Surely anyone of us has encountered a situation where the video frame is garbled when you watch it on a mobile device. Irritability and annoyance are probably the feelings that appear immediately, but you still have to accept and watch the whole video because you simply can’t do anything else.
To address this seemingly small but significant user experience, Google’s AI research team has successfully developed an open source solution called Autoflip, which can automatically fine-tune videos so that Suitable for certain devices or screen sizes according to different modes, such as landscape, square, portrait …
Basically, Autoflip operates in three main stages: scene detection, video content analysis, and finally fine-tuning.
At the scene detection stage, the machine learning model will pay close attention to the point before cutting or jumping from one scene to another. As a result, it is possible to compare a frame with the previous one to detect changes in color and associated elements.
After identifying a scene as a standard, the AI model will switch to video content analysis to identify important objects in a scene. To do so, Autoflip will use a deep learning neural network to help it identify not only objects appearing in the scene, such as people, animals, vehicles, trees. … but also the movement as well as the moving state of the object.

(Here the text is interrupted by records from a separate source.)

PR #372, opened 2019-12-23
Always log rinkeby e2e test logs

nlordell:
This change snuck in #363 but shouldn't have. This addresses that.

### Test Plan

CI -> verify logs are dumped at end of rinkeby e2e test.


nlordell:
Logs can be seen here: https://travis-ci.org/gnosis/dex-services/jobs/628644247#L424

PR #373, opened 2019-12-23
[Deploy] Allow multiple services to be restarted on master commit

fleupold:
Right now, we only restart the rinkeby AWS instance on master commits. This PR refactors the logic to allow for an array of autodeply URLs to be passed in (separated by semicolon).

This will allow us to restart both mainnet and rinkeby services on each master commit.

### Testplan
Printed the curl command locally. It remains to see bot services restart after this PR is merged in to master

### DIFF
--- a/docker/deploy.sh
+++ b/docker/deploy.sh
@@ -2,6 +2,15 @@
 
 set -euo pipefail
 
+function autodeploy {
+    # Notifying webhook
+    curl -s --output /dev/null --write-out "%{http_code}" \
+    -H "Content-Type: application/json" \
+    -X POST \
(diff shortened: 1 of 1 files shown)


docker/deploy.sh
```diff
@@ -2,6 +2,15 @@
 
 set -euo pipefail
 
+function autodeploy {
+    # Notifying webhook
+    curl -s --output /dev/null --write-out "%{http_code}" \
+    -H "Content-Type: application/json" \
```
nlordell: nit: maybe indent params here so its easy to identify that they pertain to the `curl` call

PR #375, opened 2019-12-23
Logging Transport

nlordell:
Adds a logging transport implementation that logs JSON RPC requests and results to assist debugging.

### Test Plan

CI and take a look at the dumped rinkeby logs.

### DIFF
--- a/driver/src/contracts/mod.rs
+++ b/driver/src/contracts/mod.rs
@@ -3,16 +3,19 @@ pub mod stablex_auction_element;
 pub mod stablex_contract;
 
 use crate::error::DriverError;
+use crate::transport::LoggingTransport;
 use ethcontract::contract::MethodDefaults;
 use ethcontract::{ethsign, Account, SecretKey, H256};
+use log::Level;
 use std::env;
 use web3::api::Web3;
 use web3::transports::{EventLoopHandle, Http};
 
-fn web3_provider() -> Result<(Web3<Http>, EventLoopHandle), DriverError> {
+fn web3_provider() -> Result<(Web3<LoggingTransport<Http>>, EventLoopHandle), DriverError> {
     let url = env::var("ETHEREUM_NODE_URL")?;
     let (event_loop, http) = Http::new(&url)?;
-    let web3 = Web3::new(http);
+    let logging = LoggingTransport::new(http, Level::Debug);
+    let web3 = Web3::new(logging);
 
     Ok((web3, event_loop))
 }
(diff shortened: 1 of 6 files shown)


driver/src/contracts/mod.rs
```diff
@@ -3,16 +3,19 @@ pub mod stablex_auction_element;
...
+use crate::transport::LoggingTransport;
 use ethcontract::contract::MethodDefaults;
 use ethcontract::{ethsign, Account, SecretKey, H256};
+use log::Level;
 use std::env;
 use web3::api::Web3;
 use web3::transports::{EventLoopHandle, Http};
 
-fn web3_provider() -> Result<(Web3<Http>, EventLoopHandle), DriverError> {
+fn web3_provider() -> Result<(Web3<LoggingTransport<Http>>, EventLoopHandle), DriverError> {
```
fleupold: Do we need to be explicit about the type here? Couldn't it be an abstract Transport?

driver/src/contracts/mod.rs
```diff
@@ -3,16 +3,19 @@ pub mod stablex_auction_element;
...
     let url = env::var("ETHEREUM_NODE_URL")?;
     let (event_loop, http) = Http::new(&url)?;
-    let web3 = Web3::new(http);
+    let logging = LoggingTransport::new(http, Level::Info);
```
fleupold: I think this should be debug though. As all our other logging atm is info (and this is really something we only need when debugging issues)

driver/src/contracts/mod.rs
nlordell: We could make it `impl Transport`.

driver/src/contracts/mod.rs
nlordell: I had it like that originally but debug level is super verbose. Also, we currently have no way of enabling it without changing the default log level. I'm OK either way, but we either need to:
- make the default log level `Debug`
- keep this as `Info`

driver/src/contracts/mod.rs
nlordell: Not making this a concrete type makes things more complicated so I'll leave it in for now.

driver/src/contracts/mod.rs
fleupold: Maybe we can pass in the log level as an argument?

nlordell: OK, but lets do it as a separate PR and then we can use `env_logger` instead of `simple_logger` which reads log levels from `env` and even allows you to specify logging levels per module.

PR #376, opened 2019-12-23
`slog-envlogger`

### LINKED ISSUE #263: Unified Logger
The dfusion "service" is currently using two different loggers (`simple_logger` and `graph::log::logger`)
 both instantiated in the following snippet:

https://github.com/gnosis/dex-services/blob/3898d77c7247b457de785196a0437cc11424439e/driver/src/bin/dfusion.rs#L18-L19

Partial reasoning for this is that the graph logger is specific to `the graph` which we only introduced recently.

It would be nice if we used a single logger throughout the project and a _bonus_ if there were timestamps!

nlordell:
Switch `simple_logger` for `slog-envlogger` giving us more control over log levels (you can specify log level per module) that gets read from the environment. This has the added benefit that we unify the logger implementations being used for `graphprotocol` components and the `driver`. 

Additionally, the log level for the `LoggingTransport` was changed to `DEBUG`.

Closes #263

### Test Plan

CI and check output logs.


nlordell:
@bh2smith Do you mind re-reviewing? I took this opportunity to unify the loggers.

nlordell:
Logs are indeed showing up: https://travis-ci.org/gnosis/dex-services/jobs/628746405#L432

PR #378, opened 2019-12-23
Revert "[Deploy] Allow multiple services to be restarted on master commit"

fleupold:
Reverts gnosis/dex-services#373

No longer needed, due to the fact that we can encode two target services in a single URL.

https://dfusion.auto.gnosisdev.com/services/dfusion-mainnet-master,dfusion-rinkeby-master/restart

### DIFF
--- a/docker/deploy.sh
+++ b/docker/deploy.sh
@@ -2,17 +2,6 @@
 
 set -euo pipefail
 
-function autodeploy {
-    # Notifying webhook
-    curl -s \
-      --output /dev/null \
-      --write-out "%{http_code}" \
-      -H "Content-Type: application/json" \
-      -X POST \
-      -d '{"token": "'$AUTODEPLOY_TOKEN'", "push_data": {"tag": "'$AUTODEPLOY_TAG'" }}' \
-      $1
-}
-
 image_name=$1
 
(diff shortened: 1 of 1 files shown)


docker/deploy.sh
```diff
@@ -29,10 +18,11 @@ docker push $REGISTRY_URI:$image_name
...
-    for url in "${AUTODEPLOY_URL_LIST[@]}"; do
-      autodeploy "$url"
-    done
+if [ "$image_name" == "master" ] && [ -n "$AUTODEPLOY_URL" ] && [ -n "$AUTODEPLOY_TOKEN" ]; then
+    # Notifying webhook
+    curl -s --output /dev/null --write-out "%{http_code}" \
+    -H "Content-Type: application/json" \
+    -X POST \
+    -d '{"token": "'$AUTODEPLOY_TOKEN'", "push_data": {"tag": "'$AUTODEPLOY_TAG'" }}' \
+    $AUTODEPLOY_URL
```
nlordell: Can we fix the indentation here or would you prefer to do that as a separate PR?

fleupold: I can fix this separately given that this is clean revert

PR #392, opened 2019-12-27
add mainnet compose config

fleupold:
This will allow running against mainnet contracts with local deployment

### Test Plan

```
docker-compose -f docker-compose.yml -f docker-compose.mainnet.yml up stablex
```


common-mainnet.env
```diff
@@ -0,0 +1,4 @@
+ETHEREUM_NODE_URL=https://mainnet.infura.io/v3/9408f47dedf04716a03ef994182cf150
```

In the final stage, the AI model will determine whether it should use stationary mode for scenes taking place in a single space or tracking mode as the objects of interest are constantly moving. Based on this factor and the target size that the video needs to be displayed, Autoflip will cut the display frame to ensure smoothness and especially retain full of interesting content.
Google AI researchers say Autoflip can be used to convert videos to a variety of screen sizes and formats without human intervention. At the next stage, the team wants to improve subject tracking in Autoflip interviews and cartoons. To do this, the AI model needs to be equipped with text and image blur detection techniques to place the subject in the foreground and background in a better frame.
You can refer to the code of Autoflip code HERE.